Ali Karim was a Board Member of Bouchercon [The World Crime & Mystery Convention] and co-chaired programming for Bouchercon Raleigh, North Carolina in 2015. He is Assistant Editor of Shots eZine, British correspondent for The Rap Sheet and writes and reviews for many US magazines & Ezines.
This book is most unusual. Ostensibly a true-crime narrative that investigates the serial killer Ted Bundy and others such as the Green River Killer, the Night Stalker, the Hillside Strangler, Zodiac, Charles Manson [et. al.] - linked in terms of their murderous activity to –
[a] The geography of the Pacific North West of America., both natural as in the Olympic-Wallowa Lineament [OWL] fault line, as well as man-made structures like the regional “floating bridges” with their problematic ‘reversible car lanes’.
[b] The events and socio-political turmoil of America in the 1970s to the 1980s.
[c] Heavy industry and the chemical poisoning that resulted from the smelters [metal extraction and purification from molten ores] before environmental safeguards came into being with the E.P.A.

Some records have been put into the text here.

Issue #14, opened 2020-09-21
Metrics and alerting


tgeoghegan:
Figure out what kind of metrics we want to emit from the server, what conditions to alert on, and where alerts should go. For instance, the facilitator could encounter failures because of bad data emitted by an ingestion server, so perhaps we should figure out how to route such alerts to the other organisation.

tgeoghegan:
We have some basic metrics and alerts in place. Any further work will be tracked in more specific tickets or PRs.

PR #270, opened 2020-12-06
facilitator: improve aggregation job logs

tgeoghegan:
Have the aggregation jobs log rejected packets, and also log what inputs
and outputs they are using, analogously to some very helpful logging in
the intake-batch job.

### DIFF
--- a/facilitator/src/aggregation.rs
+++ b/facilitator/src/aggregation.rs
@@ -9,6 +9,7 @@ use crate::{
 };
 use anyhow::{anyhow, Context, Result};
 use chrono::NaiveDateTime;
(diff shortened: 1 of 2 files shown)


jsha (approved):
Looks great. I'll just note that this would be a great thing to add a metric for (as a separate PR). Happy to give description on how, if needed.

tgeoghegan:
Agreed on metrics, I'll mention #14 here so we don't lose track of that observation. I want to include this in the version of `facilitator` we release to NCI later today, but hope to spend lots of time in the coming week or two adding new metrics like this.

PR #275, opened 2020-12-07
Simplify call to generate_ingestion_sample.

jsha:
clap has a macro value_t that lets us skip much of the boilerplate:
https://docs.rs/clap/2.33.3/clap/macro.value_t.html


tgeoghegan (approved):
Great find!

PR #279, opened 2020-12-11
attempt to change aws account id to string

hostirosti:


facilitator/src/manifest.rs
```diff
@@ -58,7 +58,7 @@ pub struct DataShareProcessorGlobalManifest {
 pub struct DataShareProcessorServerIdentity {
     /// The numeric account ID of the AWS account this data share processor will
     /// use to access peer cloud resources.
-    aws_account_id: u64,
+    aws_account_id: String,
```
tgeoghegan, line 61: Per discussion in Slack, this value isn't always needed, so I think the thing to do would be `Option<String>`, which would enable NCI to not include this value at all. That means the test cases below would need `Some("12345678901234567")`. We should then also bump the expected `format` value to 1, to reflect the change in format since Narnia.

tgeoghegan (changes requested):

facilitator/src/manifest.rs
hostirosti: made some changes according to your commit. Not sure I made the right ones.

jsha:
While we're on the subject, @tgeoghegan do you think there's any benefit from making this field contain an ARN instead of an account ID?

hostirosti:
@jsha ARN wouldn't work here, we need the account_id for the identity federation that is used to write to NCI buckets.

tgeoghegan:
> While we're on the subject, @tgeoghegan do you think there's any benefit from making this field contain an ARN instead of an account ID?

I'm inferring that you propose having ISRG create a single AWS role for writing to NCI's peer validation buckets, and have all data share processors assume that role (right now we create a distinct AWS role for each data share processor). I'm not sure if that's better from NCI's point of view: they have no insight into what policies are associated with a role in a remote account so it's tantamount to granting access to the entire account from their point of view.

I'm also extremely reluctant to make any changes to manifest formats as the coordinated deploys and test cycles are very tedious and painful.

PR #285, opened 2020-12-17
Terraform: metrics and alerting

tgeoghegan:
- Configures workflow-manager and facilitator to emit metrics to
   Prometheus in prod-us
 - Adds Grafana to the cluster and configures Prometheus as a data
   source
 - Configures Prometheus to send alerts to VictorOps
 - Documents how to add dashboards to Grafana and how to access
   Prometheus and Grafana cluster private endpoints using `kubectl
   port-forward`.


terraform/main.tf
```diff
@@ -431,8 +431,81 @@ provider "helm" {
   }
 }
 
+# Prometheus alertmanager must be hooked up to VictorOps to deliver alerts,
```
aaomidi, line 434: Could the monitoring stuff live inside another module? I'm trying to cleanup `main.tf` to basically only invoke other modules.

terraform/main.tf
```diff
@@ -431,8 +431,81 @@ provider "helm" {
...
+# which requires an API key. We don't want to check that key into git, so
+# similarly to the batch signing and packet decryption keys, we make a dummy
+# k8s secret here and fill in a real value later. See terraform/README.md.
+resource "kubernetes_secret" "prometheus_alertmanager_config" {
+  metadata {
+    name = "prometheus-alertmanager-config"
+    # Prometheus runs in the default namespace
+    namespace = "default"
```
aaomidi, line 442: Hmm, does it have to run in the default namespace? Would making a monitoring namespace make sense here?

aaomidi (approved):

tgeoghegan:
Good call! It was quite easy to move things into a separate TF module and k8s namespace for `monitoring`.

PR #286, opened 2020-12-18
Integration tester skeleton

aaomidi:
TODO:

- [x] Add better logging
- [x] Add CI/CD pipelines (doing this in another PR)
- [x] Readme

Integration tester skeleton will replace the facilitator code that we're running on terraform to generate samples. This code is responsible for finding all the various environment information by reading  a manifest file, and then generate the suitable samples for it.

#241 depends on this PR.


facilitator/src/bin/facilitator.rs
```diff
@@ -1031,7 +1031,8 @@ fn batch_signing_key_from_arg(matches: &ArgMatches) -> Result<BatchSigningKey> {
         .value_of("batch-signing-private-key-identifier")
         .unwrap();
     Ok(BatchSigningKey {
-        key: EcdsaKeyPair::from_pkcs8(&ECDSA_P256_SHA256_ASN1_SIGNING, &key_bytes)?,
+        key: EcdsaKeyPair::from_pkcs8(&ECDSA_P256_SHA256_ASN1_SIGNING, &key_bytes)
```
aaomidi, line 1034: I can probably do this in another PR if we don't want to take it here

tgeoghegan: No, this a much better error message, and is useful to have here. However I would just do `.context("failed to parse batch signing key")?`. There's no need for a closure since you're not capturing any variables here.

integration-tester/cmd/root.go
```diff
@@ -0,0 +1,81 @@
...
+	rootCmd.PersistentFlags().StringVarP(&serviceAccountName, "service-account-name", "", "", "The service account name for kubernetes")
+
+	rootCmd.PersistentFlags().StringVarP(&facilitatorImage, "facilitator-image", "", "", "The image for the facilitator")
+	rootCmd.PersistentFlags().StringVarP(&pushGateway, "push-gateway", "", "", "The push gateway")
+	rootCmd.PersistentFlags().StringVarP(&peerIdentity, "peer-identity", "", "", "The peer identity")
+	rootCmd.PersistentFlags().StringVarP(&awsAccountId, "aws-account-id", "", "", "The aws account ID")
+}
+
+func Execute() {
+	// Allow running from explorer
```
tgeoghegan, line 68: explorer? Like Windows explorer?

integration-tester/kubernetes/kubernetes.go
```diff
@@ -0,0 +1,77 @@
+package kubernetes
```
tgeoghegan, line 1: I added a Kubernetes module to `workflow-manager` in #292 that shares a little bit of functionality with this file, namely the bits that get a client. It'd be nice to share modules between different go targets.

integration-tester/tester/logic.go
```diff
@@ -0,0 +1,157 @@
...
+	if err != nil {
+		return err
+	}
+
+	job := t.createJob(manifest, bsk, pdk)
+
+	return kubernetes.ScheduleJob(t.namespace, job)
+}
+
+func (t *Tester) createJob(manifest *m.DataShareSpecificManifest, bsk, pdk *corev1.Secret) *batchv1.Job {
```
tgeoghegan, line 36: You'll need to introduce something that deletes these jobs when they're completed, or we'll run into the same problems we did with intake jobs where we have too many completed jobs lying around.

integration-tester/tester/logic.go
```diff
@@ -0,0 +1,157 @@
...
+	defer r.Body.Close()
+
+	err = json.NewDecoder(r.Body).Decode(dsm)
+	if err != nil {
+		return nil, fmt.Errorf("unable to decode body %s: %v", r.Body, err)
+	}
+	return dsm, err
+}
+
+func (t *Tester) getValidPDK(manifest *m.DataShareSpecificManifest) (*corev1.Secret, error) {
```
tgeoghegan, line 115: I think go style frowns on abbreviations like this, so `getValidPacketDecryptionKey` would be better. Also what makes a key valid? From the implementation, it looks like that means whatever key is currently advertised in a manifest, but it'd be good to explain that in a doccomment.

integration-tester/tester/logic.go
```diff
@@ -0,0 +1,157 @@
...
+		val, ok := secretMap[name]
+
+		if ok {
+			return &val, nil
+		}
+	}
+	return nil, fmt.Errorf("unable to find a suitable packet decryption key - manifest was: %s", manifest.PacketEncryptionKeyCSRs)
+}
+
+func (t *Tester) getValidBSK(manifest *m.DataShareSpecificManifest) (*corev1.Secret, error) {
```
tgeoghegan, line 132: Similar comment to `getValidPDK`: expand the acronym and document the basis on which a key is deemed valid

tgeoghegan (changes requested):
Can you help me understand what the goal of this PR is? It looks like what's achieved is to build an image that can replace the `sample-maker` cronjobs and doesn't need to use fixed packet encryption keys. Is that accurate? If so, then do you want to include the Terraform changes to replace the `sample-makers` with this in this PR or in a subsequent one? Basically I'd love to have a sense of what your broader plan is so I know how this PR fits in with that vision.

integration-tester/cmd/root.go
aaomidi: At this point I have no idea what I meant by this comment 😅

integration-tester/kubernetes/kubernetes.go
aaomidi: I'll wait for that to get merged in and pull that module in here

integration-tester/tester/logic.go
aaomidi: Yep!

integration-tester/cmd/root.go
aaomidi: Ah this is just some code I share between projects. Irrelevant to this one.

aaomidi:
> Is that accurate? If so, then do you want to include the Terraform changes to replace the sample-makers with this in this PR or in a subsequent one? Basically I'd love to have a sense of what your broader plan is so I know how this PR fits in with that vision.

Yep that's accurate.

I'm looking to make this PR not change anything in terraform yet. I'm planning to update terraform either in #241 or in its own PR (I'll probably make it in its own PR, #241 is a major change).

The work in #241 showed that an integration-tester is necessary since terraform is eventually not going to be responsible for making the various testing keys and we want to test with actual manifest files and the actual deploy-operator work.

integration-tester/kubernetes/kubernetes.go
aaomidi: Yep it's fine! Just when building in docker the entire context of the git repo needs to be sent to the build agent, rather than this project alone.

tgeoghegan (changes requested):
My big concerns here are the keys that the ingestion batch maker will use. It should not be using the data share processor's batch signing key (ingestors have their own batch signing key), and it should be discovering the packet encryption keys via the data share processor specific manifests instead of peering into Kubernetes secrets or using hard coded keys.

integration-tester/tester/types.go
```diff
@@ -0,0 +1,47 @@
+package tester
```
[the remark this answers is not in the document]
aaomidi: `root.go` and `run.go` is just how cobra & viper recommend their project layouts. `main.go` just needs to exist to bootstrap the application.

I don't necessarily agree that putting everything in `main.go` makes it more straightforward.

Right now, for example, if we find out we would rather pass something as a config value, or environment variable into workflow-manager there would be a lot of refactoring that would need to happen. There's also dozens of lines of `log.FatalF` for error management that we can skip over with this layout. These extra steps just make it really easy to follow the structure of the application once familiarity with viper & cobra is established.

`root` being the command registry.
`run` being the one specific command.

I do agree with logic.go and types.go though. That's just personal preference of keeping basic type definitions outside of the core logic of the module. But I can consolidate them into a single file and put them under `run.go`.

integration-tester/tester/logic.go
```diff
@@ -0,0 +1,255 @@
...
+				Spec: corev1.PodSpec{
+					RestartPolicy:                "Never",
+					ServiceAccountName:           t.serviceAccountName,
+					AutomountServiceAccountToken: &trueP,
+					Containers: []corev1.Container{
+						{
+							Name:  "integration-tester",
+							Image: t.facilitatorImage,
+							Env:   env,
+							Args: []string{
```
aaomidi, line 134: Let's just double check to make sure this makes sense

integration-tester/tester/logic.go
```diff
@@ -0,0 +1,255 @@
...
+			return "", fmt.Errorf("error when parsing the packet encryption csr: %v", err)
+		}
+
+		return publicKey, nil
+	}
+	return "", fmt.Errorf("no packet encryption CSRs in manifest: %v", manifest)
+}
+
+func getBase64PublicKeyFromCSR(pemCsr string) (string, error) {
+	pemBlock, rest := pem.Decode([]byte(pemCsr))
```
aaomidi, line 207: I'll write a test for this piece

integration-tester/tester/logic.go
```diff
@@ -0,0 +1,255 @@
...
+	phaManifest, err := ReadDataShareProcessorSpecificManifest(t.phaManifestUrl)
+	if err != nil {
+		return err
+	}
+	facilManifest, err := ReadDataShareProcessorSpecificManifest(t.facilManifestUrl)
+	if err != nil {
+		return err
+	}
+
+	bsk, err := t.getValidBatchSigningKey(ownManifest)
```
tgeoghegan, line 40: nit: expand this to `batchSigningKey`

integration-tester/tester/logic.go
tgeoghegan: Based on what's currently in `kubernetes.tf`, I think you have `own` and `peer` reversed. It's possible that `facilitator generate-ingestion-sample` is just wrong in its treatment of `own` and `peer` vs. facilitator and PHA.

I'm also not sure about the identity arguments, because I'm not sure where `facilManifest.IngestionIdentity` or `phaManifest.IngestionIdentity` come from, or what their values will be. But consider carefully whether they need values at all, and what their values should be based on whether the bucket being written to is a GCS or S3 bucket. The scheme for all these buckets and identities is documented [here](https://docs.google.com/document/d/1MdfM3QT63ISU70l63bwzTrxr93Z7Tv7EDjLfammzo6Q/edit#heading=h.m8nz1l5m6znk).

integration-tester/tester/logic.go
```diff
@@ -0,0 +1,255 @@
...
+						},
+					},
+				},
+			},
+		},
+	}
+}
+
+// ReadDataShareProcessorSpecificManifest retrieves a manifest.DataShareProcessorSpecificManifest from the given url
+func ReadDataShareProcessorSpecificManifest(url string) (manifest.DataShareProcessorSpecificManifest, error) {
```
tgeoghegan, line 159: Are these functions ever used outside this module? Do they need to be public?

integration-tester/tester/logic.go
```diff
@@ -0,0 +1,255 @@
...
+
+	if !ok {
+		return "", fmt.Errorf("certificate request public key was not an ecdsa.PublicKey")
+	}
+	publicKeyBytes := elliptic.Marshal(ecdsaPublicKey.Curve, ecdsaPublicKey.X, ecdsaPublicKey.Y)
+
+	return base64.StdEncoding.EncodeToString(publicKeyBytes), nil
+}
+
+func (t *Tester) getValidBatchSigningKey(manifest manifest.IngestorGlobalManifest) (*corev1.Secret, error) {
```
tgeoghegan, line 230: Suggest renaming this type to `IngestorGlobal` so that then it reads as `manifest.IngestorGlobal`.

tgeoghegan (changes requested):

facilitator/src/sample.rs
```diff
@@ -133,7 +129,10 @@ pub fn generate_ingestion_sample(
                             .encode_simple(&data)
                             .context("failed to encode data")?;
 
-                        let r_pit = fake_server.choose_eval_at();
+                        // Hardcoded r_pit value
+                        // Some other options: 81133978, 998314904, 1103857271
+                        // Value obtained by running an instance of libprio::Server
```
tgeoghegan, line 134: Rather than list other magic numbers, this comment should concisely explain why we're using a constant. "running an instance of libprio::Server" is kind of vague, too.

facilitator/src/bin/facilitator.rs
```diff
@@ -455,8 +455,8 @@ fn main() -> Result<(), anyhow::Error> {
                         .required(true),
                 )
                 .arg(
-                    Arg::with_name("facilitator-ecies-private-key")
-                        .long("facilitator-ecies-private-key")
+                    Arg::with_name("facilitator-ecies-public-key")
+                        .long("facilitator-ecies-public-key")
                         .env("FACILITATOR_ECIES_PRIVATE_KEY")
```
tgeoghegan, line 460: The environment variable names should match the parameter names.

aaomidi: Oh whoops

facilitator/src/bin/facilitator.rs
```diff
@@ -2,7 +2,7 @@ use anyhow::{anyhow, Context, Result};
 use chrono::{prelude::Utc, NaiveDateTime};
```
tgeoghegan, line 2: These changes to `facilitator` make sense, but they will break existing paired test envs until the corresponding Terraform changes land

And [d] the authors’ own ‘coming of age’ in that region and age.
The title has inserted “Crime and Bloodlust in the Time of Serial Killers “as a suffix of sorts which acts as a warning - because this is a disturbing [and at times distressing] work, but one that provokes deep-thought amidst the revelations and the revulsion that the author knits from.
The author is an award-winning journalist and writer / biographer / academic - though the writing style far from academia, instead, it’s conversational which corrals the reader into some dark places, dark postulations, with screamingly whispered horrors - all triangulated in terms of time, place and ecology until it reads like a historical thriller.
The origins, influences and wealth of the American dynasties of the Guggenheim and Rockefeller families, of industrial organisations such as the American Smelting and Refining Company [ASARCO], the Ethyl Corporation, Automotive and Petro-Chemical Operations are sprinkled into the narrative together with anecdotal [as well as direct linkages] to the heavy metal pollutants such as Lead, Zinc, Cadmium, Arsenic among many of the transition elements [and toxic gases] that seeped into the air and soil of the American North West.
Fraser provides a lengthy [and interesting] appendix in the form of a series of source notes, detailing her research findings [chapter by chapter]. This forces the reader to flick back and fro, as the narrative progresses in its surreal journey.
The poisoning of minds and bodies continues as the pollution pervades the landscape as well as the culture. The area of Tacoma, Washington with its polluted land and waterways is referenced as an influence on novelists who lived there - Dashiell Hammett, one of the grandfathers of the Noir Thriller [The Maltese Falcon], and also on Frank Herbert, the grandfather of Ecological Science Fiction [Dune].
I found the ‘coming of age’ anecdotes from the authors own life interesting diversions [or intermissions] from the darkness of capitalistic industrial chemistry that the author tries to align to the phenomenon of serial killing.
Though there may be a causal link [or influence] between large scale industrial pollution with mental impairment – but when you consider the vast majority of the aforementioned serial killers referenced in this book to be white men; when half the affected population from the pollution are women, and that is without referencing the genetic / racial make-up of the serial killers [white], the author’s argument of a direct causal correlation comes into question.
Murderland is an obsessive work, which could be considered a labour of love despite its dark subject matter. It is a dense narrative that provokes deep-thought, making interesting commentary - even if the conclusion [the author wants the reader to embrace] is ultimately masked and confused like the clouds of toxic fumes billowing out of the chimney stacks of the industrial smelters.
A worthy read that weaves Toxic Masculinity into a Chemically Toxic Environment – well worth your time.